• _Material for the task_:
PR #3, opened 2016-03-03
Implement StarData and PSF classes

rmjarvis:
I finished working up the basic infrastructure, including a StarData class to encapsulate information about each star (image, weight, position, etc.), and a PSF class which would be the full PSF solution, including a Model and an Interp.

The unit tests are still for a very simple model (Gaussian) and interpolator (Mean), and only for a single image file currently, but they now proceed through the full process from input to output and back in (reading the output file).  They also test the piffify executable, which does this whole thing according to a config file.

• _Problem_: Nothing in the records may be left out; transcribe all of them exactly.

• _Task output_:
PR #3, opened 2016-03-03
Implement StarData and PSF classes

rmjarvis:
I finished working up the basic infrastructure, including a StarData class to encapsulate information about each star (image, weight, position, etc.), and a PSF class which would be the full PSF solution, including a Model and an Interp.

The unit tests are still for a very simple model (Gaussian) and interpolator (Mean), and only for a single image file currently, but they now proceed through the full process from input to output and back in (reading the output file).  They also test the piffify executable, which does this whole thing according to a config file.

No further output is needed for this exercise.